Hexamethylene bisacetamide‐induced differentiation of transformed cells: Molecular and cellular effects and therapeutic application

Abstract

Hexamethylene bisacetamide (HMBA), a highly polar compound, induces murine erythroleukemia (MEL) cells to express the erythroid phenotype, including cessation of proliferation. Inducer‐mediated differentiation of MEL (DS19) cells is a multistep process characterized by a latent period during which a number of changes occur including alterations in ion flux, an increase in membrane‐bound protein kinase C (PKC) activity, the appearance of Ca²⁺ and phospholipid‐independent PKC activity in the cytosol, and modulation in expression of a number of genes such as c‐myc, c‐myb, c‐fos and the p53 genes.

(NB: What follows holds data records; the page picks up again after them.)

PR #2979, opened 2026-08-30
feat(sight): LSM-only agent-file-guard profile + file_delete_guard capability API

viron-xiao:
## Summary

Add LSM-only file-delete protection to AgentSight, with a runtime capability API for AgentSecCore integration.

## Changes

**agent-file-guard pinned profile (patch 0005)**
- New `HookReserve::agent_file_guard()` profile: attaches `enforce_path_unlink` / `enforce_path_rename` LSM hooks, suppresses dataflow tracepoints.
- `ACTPLANE_PINNED_PROFILE=agent-file-guard` selects this profile at runtime.

**`file_delete_guard` runtime capability**
- `EnforcementCapabilities.file_delete_guard: bool` dynamically derived from loaded engine.
- SecCore checks `GET /api/enforcement/health → capabilities.file_delete_guard == true` before pushing `block unlink` policies (fail-closed).

**Attested build**
- `patches/actplane/0005-add-agent-file-guard-profile.patch` + `build-enforcer.sh` extended.


chengshuyi (commented):
(superseded: comments were not line-anchored, re-submitted in a follow-up review)

src/agentsight/crates/ebpf-ifc-engine/src/lib.rs
```diff
@@ -1801,6 +1832,15 @@ impl PinnedEngine {
         }
     }
 
+    /// Whether the loaded profile enables synchronous file delete/write (unlink)
+    /// blocking: it must reserve both the file-block LSM hooks (FEAT_BLOCK_FILE)
+    /// and the write-rule matcher class (FEAT_WRITE_RULES). Callers use this to
+    /// report accurate enforcement coverage instead of assuming static support.
+    pub fn supports_file_delete_guard(&self) -> bool {
```
chengshuyi, line 1839: This derives the capability from reserved features only, but the LSM hooks are attached conditionally at load time: `let enforce = bpf_lsm_active(); ... if enforce { attach LSM_PROGS }`. On a host without BPF LSM, `agent-file-guard` still loads fine (`validate_pinned_runtime` only enforces the LSM requirement for `file_open_only` profiles, and this one sets `file_open_only: false`), the `enforce_path_unlink`/`enforce_path_rename` hooks are silently skipped, yet this method still returns true.

Net effect: `/api/enforcement/health` reports `file_delete_guard=true`, SecCore gates on it and pushes `block unlink` policies, but nothing is actually blocked — the exact silent-false-positive gap this PR sets out to close.

Suggested fix (either):
1. AND in the runtime state here: `self.policy_features & ... == ... && bpf_lsm_active()`, or
2. make `validate_pinned_runtime` fail fast when this profile is selected without an active BPF LSM, matching the `file-enforcement`/`credential-exfiltration` behavior.

src/agentsight/crates/ebpf-ifc-engine/src/lib.rs
```diff
@@ -1524,7 +1526,12 @@ fn config_features(cfg: &CConfig) -> u32 {
             }
         }
         if r.op == OP_WRITE {
-            features |= FEAT_FILE_FLOW | FEAT_WRITE_RULES | path_match_features(r.m);
+            // Label-conditioned write/unlink block rules only need the write-rule
+            // matcher class (evaluated synchronously in the LSM hook). FEAT_FILE_FLOW
+            // is added separately by file taint sources (source X = file "..."),
+            // so a pure `block unlink file "X" if <exec-label>` policy stays LSM-only
+            // and does not pull in the file-flow dataflow tracepoints.
+            features |= FEAT_WRITE_RULES | path_match_features(r.m);
```
chengshuyi, line 1534: Dropping `FEAT_FILE_FLOW` from OP_WRITE rules changes feature derivation for every profile (Minimal `from_config` path), not just the new pinned profile. The reasoning in the comment looks sound — file-flow tracking is only needed when a file taint source exists, and `source X = file "..."` updates still add `FEAT_FILE_FLOW` in the updates loop — but there is no regression test pinning this down.

Could you add `config_features` assertions, e.g.:
- a config with only an OP_WRITE block rule does NOT reserve `FEAT_FILE_FLOW`;
- the same config plus a file-source update DOES reserve `FEAT_FILE_FLOW`?

That protects against a future change silently degrading dataflow tracking for policies that mix write rules with file taint sources.

chengshuyi (commented):
Review of the agent-file-guard profile and file_delete_guard capability. One correctness concern on the capability derivation (silent false-positive when BPF LSM is inactive), plus a request for regression tests on the config_features change.

src/agentsight/crates/ebpf-ifc-engine/src/lib.rs
jfeng18: Fixed in 2bcb5068: `capabilities.file_delete_guard` now ANDs `supports_file_delete_guard()` with the live `bpf_lsm_active()` state (`actplane.rs:349-350`), so a host without active BPF-LSM reports `false` (fail-closed) instead of advertising a capability that enforces nothing. Verified at head a9a62139: the engine function has this single call site.

src/agentsight/crates/ebpf-ifc-engine/src/lib.rs
jfeng18: Covered in 2bcb5068 as well: `write_block_rule_alone_does_not_reserve_file_flow` and `write_block_rule_with_file_source_reserves_file_flow` pin the derivation both directions, so the profile-wide behavior change is regression-tested.

jfeng18 (approved):
Approve。两个 review 发现的修复已在当前 head 验证：

1. **LSM 静默假阳性**（chengshuyi inline #1）：`2bcb5068` 把 `file_delete_guard` 改为 `supports_file_delete_guard() && bpf_lsm_active()`（actplane.rs:349-350，附注释说明 fail-closed 语义）。我核实了 `supports_file_delete_guard()` 只有这一个调用点，无旁路。
2. **FEAT_FILE_FLOW 派生变更无回归测试**（inline #2）：同一 commit 新增 `write_block_rule_alone_does_not_reserve_file_flow` / `write_block_rule_with_file_source_reserves_file_flow` 双向钉住。

CI 22 门全绿（含 Test agentsight）。线程已回复并 resolve。

PR #2967, opened 2026-08-28
fix(cosh-ng): [shell] recover OSC parser

kongche-jbw:
## Why

An unterminated private COSH OSC candidate can retain unbounded input, hide terminal output, and prevent later authenticated frames from being parsed. The receiver needs bounded recovery without exposing abandoned internal transport bytes. This change keeps fragmented processing linear while preserving the existing BEL-terminated protocol.

## What changed

- Cap retained COSH OSC candidates at 64 KiB and resynchronize at the latest complete COSH prefix.
- Preserve fragmented restart prefixes across the cap boundary and keep incremental scans linear.
- Drop unterminated private candidates at EOF while retaining existing malformed-frame recovery.

## Related issue

closes #2964

## User / Agent impact

A damaged or unterminated internal OSC frame no longer blocks subsequent terminal output or authenticated COSH markers.

## Risk and compatibility

- [x] Privileged or security-sensitive behavior changed

Low risk. The change is limited to the authenticated private OSC receiver. It does not change the sender, marker schema, BEL framing contract, shell execution policy, or public interfaces. Candidates larger than 64 KiB are intentionally discarded.

## Validation

- `cargo test --package cosh-shell --lib shell_host::implementation::osc_tests:: -- --test-threads=4` — 61 passed
- `cargo test --package cosh-shell --test raw_cli agent_input::raw_cli_routes_path_prompt_after_shell_cwd_change -- --exact` — 1 passed
- `cargo test --package cosh-shell --test shell_host marker::marker_json_escape_removes_raw_controls_and_preserves_utf8 -- --exact` — 1 passed
- `cargo test --package cosh-shell --test shell_host marker::shell_host_marker_control_cwd_keeps_json_frame_intact -- --exact` — 1 passed
- `cargo test --package cosh-shell --test shell_host marker::shell_host_rejects_forged_osc_markers_without_session_token -- --exact` — 1 passed
- `cargo test --package cosh-shell --test shell_host marker::shell_host_pty_cannot_read_private_marker_token -- --exact` — 1 passed
- `cargo test --package cosh-shell --test shell_host marker::shell_host_pty_statusful_precmd_marker_completes_inflight_command -- --exact` — 1 passed
- `cargo fmt --all -- --check`
- `git diff --check`

Full workspace gates, Clippy, release builds, ECS, and provider validation are delegated to CI or later integration validation.

## Documentation and rollback

[...]

PR #2983, opened 2026-08-31
fix(cosh-ng): [shell] preserve input state

### LINKED ISSUE #2951: bug(cosh-ng): natural-language prompt recalled from history fails due to leading space
### Component

cosh-ng

### What happened?

When I type a Chinese natural-language prompt directly, cosh-ng correctly intercepts it and the Agent answers:

```
◇ [root@... cosh-ng]# 你是谁
╭ Agent ───────────────────────────────────────────────────────────╮
│ 我是运行在 cosh-ng ...                                           │
╰──────────────────────────────────────────────────────────────────╯
```

However, if I press `↑` to recall the same command from bash history and then press Enter, the command gets a leading space and is executed as a shell command instead of being intercepted:

```
◇ [root@... cosh-ng]#  你是谁
bash: 你是谁: command not found
```

(Notice the extra leading space before `你是谁` in the recalled line.)

What I expected:
- Recalling a previously successful natural-language prompt from history and re-executing it should still route to the Agent, regardless of any leading whitespace added by history recall.

### How can we reproduce it?

1. Start cosh-ng raw mode with bash integration enabled.
2. Type a Chinese natural-language prompt directly and press Enter:
   ```
   你是谁
   ```
   Observe that the Agent answers.
3. Press `↑` to recall the same line from bash history.
4. Press Enter to execute the recalled line.
5. Observe that the line now has a leading space and bash reports `command not found` instead of routing to the Agent.

### Root cause

The shell-side natural-language interception is a two-stage handshake:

HMBA‐mediated commitment to terminal differentiation is first detected at about 12 hours and increases in a stochastic fashion until over 95% of the population is recruited to terminal differentiation by 48 to 60 hours. Commitment is associated with persistent suppression of c‐myb gene expression. By 36 to 48 hours, transcription of the globin genes has increased 10 to 30 fold, whereas transcription from rRNA genes is suppressed. The steroid, dexamethasone, or the tumor promoter, phorbol‐12‐myristate‐13‐acetate (TPA), suppress HMBA‐induced MEL cell terminal differentiation. These agents appear to act at a late step during the latent period. MEL cell lines derived from DS19 by selection for resistance to vincristine are: 1) induced to commit without a detectable latent period, 2) markedly more sensitive to HMBA, and 3) resistant to dexamethasone or TPA inhibition of HMBA‐induced commitment. The data suggests that vincristine‐resistant MEL cells express a factor which circumvents essential HMBA‐mediated early events. In vitro studies with HMBA provide a basis for the application of HMBA to clinical therapy of human cancers. Clinical trials with HMBA have been initiated.